The Treaty of Paris signed March 30, 1856, ended the war. Russia gave up a little land and relinquished its claim to a protectorate over the Christians in the Ottoman domains. However, by 1870, the Russians had regained most of their concessions.

The war helped modernize warfare by introducing major new technologies such as railways, the telegraph, and modern nursing methods. The war exposed serious weaknesses in the British military and medical services, which led to major reforms. Poor decision by Lord Aberdeen hurt his reputation and he was forced to resign. Of the 91,000 British soldiers and sailors sent to Crimea, 21,000 died, 80 percent of them from disease. The losses were reported in detail in the media and caused revulsion against warfare in Britain, combined with a celebration of the heroic common soldier who demonstrated Christian virtue.
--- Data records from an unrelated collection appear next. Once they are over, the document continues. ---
PR #2572, opened 2020-07-09
Fix workbox-build types in workbox-cli

jeffposnick:
R: @philipwalton

This changes the dependency on `workbox-cli`'s TypeScript typings from `@types/workbox-build` to a local override file for the time being.

Once `workbox-build` is migrated to TypeScript, we can remove it.

This is necessary because `@types/workbox-build` contains references to some types exported from `workbox-routing` that are no longer valid in v6. When trying to build `workbox-cli` in a local project that has the new v6 version of `workbox-routing` linked in via `lerna bootstrap`, the `tsc -b` will fail. (This took me forever to debug.)

### DIFF
--- a/packages/workbox-cli/src/index.d.ts
+++ b/packages/workbox-cli/src/index.d.ts
@@ -1,0 +1,12 @@
+declare module 'workbox-build' {
+  type BuildReturnValue = {
+    count: number;
+    filePaths: Array<string>;
+    size: number;
+    warnings: Array<string>;
+  };
+
+  export function generateSW(args: any): Promise<BuildReturnValue>;
+  export function injectManifest(args: any): Promise<BuildReturnValue>;
+  export function copyWorkboxLibraries(dir: string): Promise<string>;
+}
--- a/.gitignore
+++ b/.gitignore
@@ -21,11 +21,10 @@ firebase-debug.log
 # Generated TypeScript files and build data
 tsconfig.tsbuildinfo
 packages/workbox-*/**/*.d.ts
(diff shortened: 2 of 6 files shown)


packages/workbox-cli/src/index.d.ts
```diff
@@ -0,0 +1,12 @@
+declare module 'workbox-build' {
```
philipwalton, line 1: Hmmm, hopefully having a `d.ts` file in the `src` directory won't cause any issues. Could this also be at the top level?

philipwalton (approved):
LGTM with one question...

packages/workbox-cli/src/index.d.ts
jeffposnick: Could you be more specific about what issues it might cause?

FWIW, the output in `build/` looks like:

```
$ ls packages/workbox-cli/build/
app.d.ts        app.js          bin.d.ts        bin.js          lib
```

without the `index.d.ts` carried over. We only publish the `build/` directory to `npm`, so I don't think anything would "leak".

jeffposnick: (Moving it to the top-level meant that it wasn't automatically picked up by `tsc`. I guess I could change the compiler settings to override that, but unless there's an actual problem, I'd rather keep it simple.)

jeffposnick: ...I'm just going to merge (as this is causing problems for me whenever I run `gulp build` locally) and if there's some reason that it needs to be moved, we can do that in a follow-up PR.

The great heroine was Florence Nightingale, who was hailed for her devotion to caring for the wounded and her emphasis on middle-class efficiency. She typified a moral status as a nurse that was superior to aristocratic militarism in terms of both morality and efficiency.

Historian R. B. McCallum points out the war was enthusiastically supported by the British populace as it was happening, but the mood changed very dramatically afterwards. Pacifists and critics were unpopular but:
in the end they won. Cobden and Bright were true to their principles of foreign policy, which laid down the absolute minimum of intervention in European affairs and a deep moral reprobation of war....When the first enthusiasm was passed, when the dead were mourned, the sufferings revealed, and the cost counted, when in 1870 Russia was able calmly to secure the revocation of the Treaty, which disarmed her in the Black Sea, the view became general of the war was stupid and unnecessary, and effected nothing....The Crimean war remained as a classic example...of how governments may plunge into war, how strong ambassadors may mislead weak prime ministers, how the public may be worked up into a facile fury, and how the achievements of the war may crumble to nothing. The Bright-Cobden criticism of the war was remembered and to a large extent accepted [especially by the Liberal Party]. Isolation from European entanglements seemed more than ever desirable.

====Takeover of Egypt, 1882–1914====

The most decisive event emerged from the Anglo-Egyptian War, which resulted in the occupation of the Khedivate of Egypt. Although the Ottoman Empire was the nominal owner, in practice Britain made all the decisions. In 1914, Britain went to war with the Ottomans and ended their nominal role. Historian A. J. P. Taylor says that the seizure, which lasted seven decades, "was a great event; indeed, the only real event in international relations between the Battle of Sedan and the defeat of Russia and the Russo-Japanese war."
Taylor emphasizes long-term impact:
The British occupation of Egypt altered the balance of power. It not only gave the British security for their route to India; it made them masters of the Eastern Mediterranean and the Middle East; it made it unnecessary for them to stand in the front line against Russia at the Straits....And thus prepared the way for the Franco-Russian Alliance ten years later.

====Relations with China====

Britain looked to China as a vast potential market, and had extensive trade in the 19th century. It sold opium and purchased tea and silk. At a time when Russia, Japan and France were taking control of Chinese territories, Britain avoided that move except in the case of taking Hong Kong. Along with the United States it wanted an "Open Door Policy" so that all nations could trade with China and invest there on equal terms.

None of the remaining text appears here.